**REQUIRED ACTION**
Your answer must be a single number: how many lines of the data include "makeRequest".

**RECORDS SUPPLIED**
■ ■ ■ ■
Issue #3666, opened 2013-07-16
context has seeped into xhr.js, too many mixed concerns.


shane-tomlinson:

shane-tomlinson:
Closed wiht #3667

jaredhirsch:
:beers:

PR #3667, opened 2013-07-16
Issue 3666 context out of xhr

shane-tomlinson:
@6a68 - yo dude, I am trying to pull the context stuff out of xhr and move it into network.js. It has gone well, but I could use some collaboration time.

Specifically, https://github.com/shane-tomlinson/browserid/compare/issue_3666_context_out_of_xhr?expand=1#L1R53.  I want to change this to:

`get({`

but doing so has repercussions that I did not foresee. The old code requested session_context and returned results would be returned immediately instead of being deferred. This is the _only_ request that acted like this. I want to make this request consistent with all other requests and have its completion deferred. 

Some tests depend on this behavior, the tests are in `user.js` and `state.js`. You can see in the first commit the changes I had to make to the tests. I was a bit uncomfortable doing this without some input to see if the scope of the PR is expanding too far.

This is a continuation of mozilla/browserid#3655 to address mozilla/browserid#3666.

### DIFF
--- a/resources/static/common/js/modules/xhr.js
+++ b/resources/static/common/js/modules/xhr.js
@@ -36,6 +36,13 @@ BrowserID.Modules.XHR = (function() {
     /**
      * Low level request
      * @method request
+     * @param {object} config
+     *   {string} config.url
+     *   {string} [config.type]
+     *   {object} [config.data]
+     *   {function} [config.success]
+     *   {function} [config.error]
+     * @returns {object} xhr object
      */
     request: makeRequest,
 
@@ -44,8 +51,10 @@ BrowserID.Modules.XHR = (function() {
      * @method get
      * @param {object} config
      *   {string} config.url
+     *   {object} [config.data]
      *   {function} [config.success]
      *   {function} [config.error]
+     * @returns {object} xhr object
      */
     get: get,
 
@@ -54,8 +63,11 @@ BrowserID.Modules.XHR = (function() {
      * @method post
      * @param {object} config
      *   {string} config.url
+     *   {object} config.data
+     *   {string} config.data.csrf
      *   {function} [config.success]
      *   {function} [config.error]
+     * @returns {object} xhr object
      */
     post: post,
 
@@ -163,7 +175,7 @@ BrowserID.Modules.XHR = (function() {
       type: "GET",
       defer_success: true
     });
-    this.request(options);
+    return this.request(options);
   }
 
   function post(options) {
@@ -185,7 +197,7 @@ BrowserID.Modules.XHR = (function() {
                   "missing csrf token from POST request");
     }
 
-    this.request(options);
+    return this.request(options);
   }
 
   function abortAll() {
--- a/resources/static/common/js/modules/xhr.js
+++ b/resources/static/common/js/modules/xhr.js
@@ -77,6 +77,7 @@ BrowserID.Modules.XHR = (function() {
     var self = this;
 
     self.outstandingRequests = {};
+    self.outstandingTimers = [];
     self.transport = config.transport || XHRTransport;
     self.time_until_delay = config.time_until_delay;
 
@@ -102,7 +103,12 @@ BrowserID.Modules.XHR = (function() {
 
   function stop() {
     /*jshint validthis: true*/
-    var abortAllListener = this.abortAllListener;
+    var self = this;
+
+    // abort all requests
+    self.abortAll();
+
+    var abortAllListener = self.abortAllListener;
     if (window.removeEventListener) {
       window.removeEventListener("beforeunload", abortAllListener, false);
     } else if (window.detachEvent) {
@@ -129,9 +135,11 @@ BrowserID.Modules.XHR = (function() {
      * the user informing them of the slowness.
      */
     if (self.time_until_delay) {
-      request.slowRequestTimeout = setTimeout(function() {
+      var timer = request.slowRequestTimeout = setTimeout(function() {
+        removeTimer.call(self, timer);
         onXHRResponseDelayed.call(self, request);
       }, self.time_until_delay);
+      addTimer.call(self, timer);
     }
 
     self.publish("xhr_start", request);
@@ -182,11 +190,18 @@ BrowserID.Modules.XHR = (function() {
 
   function abortAll() {
     /*jshint validthis: true*/
-    var outstandingRequests = this.outstandingRequests;
+    var self = this;
+    var outstandingRequests = self.outstandingRequests;
     for (var eventTime in outstandingRequests) {
       outstandingRequests[eventTime].xhr.abort();
       outstandingRequests[eventTime] = null;
       delete outstandingRequests[eventTime];
+    }
+
+    // abort any outstanding response timers
+    var timer;
+    while (timer = self.outstandingTimers.pop()) {
+      clearTimeout(timer);
     }
   }
 
@@ -221,9 +236,11 @@ BrowserID.Modules.XHR = (function() {
     // exceptions that are thrown in the response handlers and it
     // becomes very difficult to debug.
     if (request.defer_success) {
-      setTimeout(function() {
+      var timer = setTimeout(function() {
+        removeTimer.call(self, timer);
         complete(request.success, resp, xhrObj, textResponse);
       }, 0);
+      addTimer.call(self, timer);
     }
     else {
       request.success(resp, xhrObj, textResponse);
@@ -253,11 +270,14 @@ BrowserID.Modules.XHR = (function() {
     if (xhrObj && xhrObj.statusText === "aborted") return;
 
     // See note in success about why we defer responses
-    setTimeout(function() {
+    var timer = setTimeout(function() {
+      removeTimer.call(self, timer);
       var errorInfo = getErrorInfo(request, textStatus, errorThrown);
       self.publish("xhr_error", errorInfo);
       complete(request.error, errorInfo);
     }, 0);
+
+    addTimer.call(self, timer);
   }
 
 
@@ -272,13 +292,30 @@ BrowserID.Modules.XHR = (function() {
     outstandingRequests[request.eventTime] = null;
     delete outstandingRequests[request.eventTime];
 
-    if (request.slowRequestTimeout) {
-      clearTimeout(request.slowRequestTimeout);
+    var timer = request.slowRequestTimeout;
+    if (timer) {
+      removeTimer.call(this, timer);
       request.slowRequestTimeout = null;
     }
 
     request.duration = new Date().getTime() - request.eventTime;
     this.publish("xhr_complete", request);
+  }
+
+  // Timers keep track of outstanding setTimeouts that must be cleared on
+  // abortAll or when the module stops to prevent interference between tests.
+  function removeTimer(timer) {
+    /*jshint validthis: true*/
+    var self=this;
+    var index = _.indexOf(self.outstandingTimers, timer);
+    if (index > -1) {
+      self.outstandingTimers.splice(index, 1);
+    }
+  }
+
+  function addTimer(timer) {
+    /*jshint validthis: true*/
+    this.outstandingTimers.push(timer);
   }
 
 
--- a/resources/static/common/js/modules/xhr.js
+++ b/resources/static/common/js/modules/xhr.js
@@ -60,20 +60,6 @@ BrowserID.Modules.XHR = (function() {
     post: post,
 
     /**
-     * Get the session context
-     * @method getContext
-     * @param {function} complete
-     * @param {function} error
-     */
-    getContext: getContext,
-
-    /**
-     * Clear the current context
-     * @method clearContext
-     */
-    clearContext: clearContext,
-
-    /**
      * Abort all outstanding XHR requests
      * @method abortAll
      */
@@ -83,11 +69,6 @@ BrowserID.Modules.XHR = (function() {
   sc = XHR.sc;
 
   return XHR;
-
-  function clearContext() {
-    /*jshint validthis: true*/
-    this.context = undefined;
-  }
 
   function init(config) {
     /*jshint validthis: true*/
@@ -136,6 +117,7 @@ BrowserID.Modules.XHR = (function() {
     var self = this;
 
     var request = getRequestInfo(options);
+
     // The request obj must be added to list of outstanding requests in
     // case request is synchronous. This makes sure all housekeeping is kept in
     // order.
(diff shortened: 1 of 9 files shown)


resources/static/common/js/network.js
```diff
@@ -8,57 +8,70 @@ BrowserID.Network = (function() {
   var bid = BrowserID,
       complete = bid.Helpers.complete,
       context,
-      server_time,
```
shane-tomlinson, line 11: These three fields are also stored in the context variable. too many sources of truth hurt my brain, so I removed the duplicates.

resources/static/common/js/network.js
```diff
@@ -8,57 +8,70 @@ BrowserID.Network = (function() {
...
       XHR = bid.Modules.XHR,
       xhr,
       // XXX get this out of here!
       storage = bid.Storage;
 
-  function post() {
-    xhr.post.apply(xhr, [].slice.call(arguments, 0));
-  }
+  function post(options) {
+    if (!context) {
```
shane-tomlinson, line 19: Do the context check here in network.js instead of xhr.js, this makes more sense to me.

resources/static/common/js/network.js
```diff
@@ -8,57 +8,70 @@ BrowserID.Network = (function() {
...
+      document.cookie = "can_set_cookies=1";
+    } catch(e) {
+      // If cookies are disabled, some browsers throw an exception. Ignore
+      // this, the backend will see that cookies are disabled.
     }
+
+    // use the low level request because get defers success which jacks up
+    // a bunch of tests that expect this to return immediately. Who coded this?
+    // (me, I shrug embarrassed).
+    xhr.request({
```
shane-tomlinson: This is the line in question, I want to change this to be just `get`, but tests erroneously expect this call to immediately return when using a mock low level XHR object.

resources/static/common/js/network.js
```diff
@@ -8,57 +8,70 @@ BrowserID.Network = (function() {
...
+      local_time: new Date().getTime()
+    });
+
+    mediator.publish("context_info", newContext);
   }
 
   function clearContext() {
-    if (xhr) xhr.clearContext();
     var undef;
-    context = server_time = undef;
```
shane-tomlinson, line 61: We were incorrectly not clearing the multiple sources of truth, and that hurt my head and prompted me to only use context.

resources/static/common/js/network.js
```diff
@@ -168,7 +179,13 @@ BrowserID.Network = (function() {
     withContext: withContext,
 
     setContext: function(field, value) {
```
shane-tomlinson, line 178: setContext is used in testing, when used in testing, the entire context object can be set at once.

resources/static/test/cases/common/js/network.js
```diff
@@ -553,18 +553,22 @@
   asyncTest("cookiesEnabled with onComplete exception thrown - should not call onComplete a second time", function() {
     // Since we are manually throwing an exception, it must be caught
     // below.
-    try {
-      network.cookiesEnabled(function(status) {
-        // if there is a problem, this callback will be called a second time
-        // with a false status.
-        equal(status, true, "cookies are enabled, correct status");
-        start();
+    network.withContext(function() {
```
shane-tomlinson, line 556: This test was just plain out not testing what it needed to test. You can't check for whether an exception was thrown from within the catch block, it might never be called.

resources/static/common/js/network.js
```diff
@@ -8,57 +8,70 @@ BrowserID.Network = (function() {
...
+      error: onFailure
+    });
+  }
+
+  function setContext(newContext) {
+    context = _.extend({}, newContext, {
+      local_time: new Date().getTime()
+    });
+
+    mediator.publish("context_info", newContext);
```
jaredhirsch: should mediator publish context here, rather than newContext? do we want local_time in the published signal?

resources/static/common/js/network.js
jaredhirsch, line 178: I'm trying to imagine if this could accidentally bite us, say if you didn't pass a second argument. Is it possible to check if we're in test mode before allowing this? /me squirms

resources/static/test/cases/common/js/network.js
jaredhirsch, line 556: yup, good catch

resources/static/common/js/network.js
shane-tomlinson, line 178: mmm.. What if instead of surfacing a testing variable, if we check if arguments.length === 1 and if the first argument is an object?

resources/static/common/js/modules/xhr.js
```diff
@@ -147,9 +135,11 @@ BrowserID.Modules.XHR = (function() {
      * the user informing them of the slowness.
      */
     if (self.time_until_delay) {
-      request.slowRequestTimeout = setTimeout(function() {
+      var timer = request.slowRequestTimeout = setTimeout(function() {
```
shane-tomlinson, line 150: All setTimeout timers are kept track of and aborted when the module stops to prevent cross-test contamination. This became a problem when the call to /wsapi/session_context started using "defer_success" like all the other requests.

resources/static/common/js/network.js
```diff
@@ -6,59 +6,69 @@ BrowserID.Network = (function() {
...
-      // to ensure the cookie is set for that single call.
-      try {
-        document.cookie = "can_set_cookies=1";
-      } catch(e) {
-        // If cookies are disabled, some browsers throw an exception. Ignore
-        // this, the backend will see that cookies are disabled.
-      }
-      xhr.getContext(cb, onFailure);
+  function withContext(done, onFailure) {
+    if (typeof context !== "undefined") return complete(done, context);
```
jaredhirsch: inside `post` we do the falsy check, `if (!context)`. Frankly, I prefer a looser check unless you explicitly want to distinguish between falsy types, but our jshint settings seem to imply that we prefer super-strict checks under all circumstances. So either let's loosen this one or tighten the check in `post`.

resources/static/common/js/network.js
```diff
@@ -6,59 +6,69 @@ BrowserID.Network = (function() {
...
+    });
+
+    mediator.publish("context_info", context);
   }
 
   function clearContext() {
-    if (xhr) xhr.clearContext();
     var undef;
-    context = server_time = undef;
+    context = undef;
```
jaredhirsch, line 71: I like this undef thing (unset things by assigning to an uninitialized variable instead of 'undefined' itself), but it's at odds with straight-up setting to `undefined` elsewhere in this PR. Probably we should be consistent about how we unset things--I prefer this approach because it's more minifiable, but your call on which to use.

resources/static/common/js/network.js
```diff
@@ -168,7 +176,15 @@ BrowserID.Network = (function() {
...
     setContext: function(field, value) {
-      if (context) context[field] = value;
+      if (arguments.length === 1) {
+        if (!helpers.isObject(field)) throw new Error("invalid context");
+
+        // an object was passed in for the context. Used for testing.
+        setContext(field);
+      }
+      else {
+        if (context) context[field] = value;
```
jaredhirsch, line 186: again--here's a truthy check. if we want to be uniformly strict, I suppose `isObject(context)` or `typeof context !== 'undefined'` should be used instead.

resources/static/common/js/network.js
```diff
@@ -579,13 +595,14 @@ BrowserID.Network = (function() {
...
+        var server_time = context.server_time;
         try {
           if (!server_time) throw new Error("can't get server time!");
-          var offset = (new Date()).getTime() - server_time.local;
-          complete(onComplete, new Date(offset + server_time.remote));
+          var offset = (new Date()).getTime() - context.local_time;
+          complete(onComplete, new Date(offset + server_time));
         } catch(e) {
-          complete(onFailure, e.toString());
+          complete(onFailure, String(e));
```
jaredhirsch, line 605: I'm not sure I follow this change. Why's this a better way? I'm not familiar with it.

resources/static/common/js/network.js
jaredhirsch, line 178: sure, let's do it.

resources/static/common/js/network.js
```diff
@@ -600,12 +617,13 @@ BrowserID.Network = (function() {
...
     domainKeyCreationTime: function(onComplete, onFailure) {
-      withContext(function() {
+      withContext(function(context) {
+        var domain_key_creation_time = context.domain_key_creation_time;
         try {
           if (!domain_key_creation_time) throw new Error("can't get domain key creation time!");
           complete(onComplete, new Date(domain_key_creation_time));
         } catch(e) {
-          complete(onFailure, e.toString());
+          complete(onFailure, String(e));
```
jaredhirsch, line 626: ditto

resources/static/dialog/js/misc/state.js
```diff
@@ -261,6 +261,7 @@ BrowserID.State = (function() {
         startAction(false, "doStageUser", info);
 // TODO         startAction(false, "doStageResetPassword", info); ???
```
jaredhirsch: too much scope creep to address this TODO while we're here? your call, I'm not sure.

resources/static/dialog/js/misc/state.js
```diff
@@ -261,6 +261,7 @@ BrowserID.State = (function() {
...
       }
+      complete(info.complete);
```
jaredhirsch, line 263: This seems significant. Can you explain a bit why this has been added?

resources/static/test/cases/common/js/helpers.js
```diff
@@ -162,4 +162,35 @@
...
+    equal(helpers.isFunction([]), false);
+  });
+
+  test("isArray", function() {
+    var someFunc = function() {};
+    equal(helpers.isArray([]), true);
+    equal(helpers.isArray(new Array()), true);
+    equal(helpers.isArray({}), false);
+    equal(helpers.isArray(""), false);
+  });
```
jaredhirsch, line 196: one of the beauties of our `isArray` implementation is that it correctly distinguishes arrays from non-Array things with length, like a DOM NodeList or an `arguments` object. Maybe add tests for those here? `arguments` should be easy, the DOM bit might be more trouble than it's worth.

_edit: derp._

resources/static/test/cases/dialog/js/misc/state.js
```diff
@@ -55,12 +55,19 @@
...
+        testActionStarted("doSetPassword");
+        mediator.publish("password_set", {
+          complete: function() {
+            equal(actions.info[stagingAction].email, TEST_EMAIL,
+                      "correct email sent to " + stagingAction);
+            start();
+          }
+        });
+      }
+    });
```
jaredhirsch, line 70: hmm, this seems connected to the mysterious `complete` call inside `state.js`. Is this another thing that accidentally got pushed, or just something you've fixed while you were in there?

resources/static/common/js/modules/xhr.js
```diff
@@ -169,59 +159,50 @@ BrowserID.Modules.XHR = (function() {
 
   function get(options) {
     /*jshint validthis: true*/
-    var req = _.extend(options, {
+    options = _.extend(options, {
       type: "GET",
       defer_success: true
     });
-    this.request(req);
+    this.request(options);
```
jaredhirsch: `makeRequest` returns the request object, but `get` and `post` swallow it and return undefined.

Would it be useful to return the request upward to callers? Or is it a leaky abstraction asking for trouble? I'm not sure. Either way, we probably should be consistent, as `makeRequest` is part of the exported module API along with `get` and `post`. Your call.

Actually, it looks like we publish the request in the `xhr_start`, `xhr_complete`, and `xhr_delay` signals, so I think `get` and `post` should return `this.request()`? Yay uniformity.

resources/static/common/js/modules/xhr.js
jaredhirsch, line 150: <3

jaredhirsch:
@shane-tomlinson Welp, I've had quite a nit-picking fiesta at your expense. I'm kinda fried at the moment, can't provide good high-level input. But xhr.js is looking really sleek at this point, :beers: all around.

Tests passing for me locally, and Travis seems happy too.

R+ modulo assorted minor complaints. Feel free to merge in after addressing (or dismissing, as the case may be)

shane-tomlinson:
Thanks for the awesome review @6a68, time for some updates!

resources/static/common/js/network.js
shane-tomlinson, line 605: @seanmonstar convinced me that String(e) was the way to go when printing exceptions for the reasons outlined in http://stackoverflow.com/questions/3945202/whats-the-difference-between-stringvalue-vs-value-tostring - mainly for when we start passing exceptions around. Even though we are guaranteed to have `e` here, I changed these to be consistent with what we have done in other areas.

resources/static/common/js/modules/xhr.js
shane-tomlinson: Good point. I originally did not return the XHR object because `post` was taking care of fetching the CSRF token, which resulted in 2 requests. That is now taken care of in network, meaning `post` can safely return the object.

resources/static/common/js/network.js
shane-tomlinson: Updating & testing.

resources/static/dialog/js/misc/state.js
shane-tomlinson: I'm not sure _what_ that line is supposed to do. I think it can now safely be removed, as we aren't seeing any issues with new FFOS accounts.

resources/static/test/cases/dialog/js/misc/state.js
shane-tomlinson, line 70: Dude, you made me dig deep to figure out why I made this change.

Here's what happened:

The mocked call to /wsapi/session_context used to return synchronously, we made the change to return asynchronously like all the other calls. This caused this test, which previously depended on the synchronous behavior in the `mediator.publish(stagingMessage..` to return immediately. This is now no longer the case, and and our assumption was broken. So, now, depend on the asynchronous behavior and the fact that the complete message on R60 will be called when the staging has completed. The password_set bit was changed to asynchronous behavior just to keep consistency, it is not strictly necessary, but I like consistent behavior so I don't have to remember special cases.

Phew. I can relax again.

resources/static/test/cases/common/js/helpers.js
shane-tomlinson, line 196: Added a test for arguments.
■ ■ ■ ■
**REPLY**
3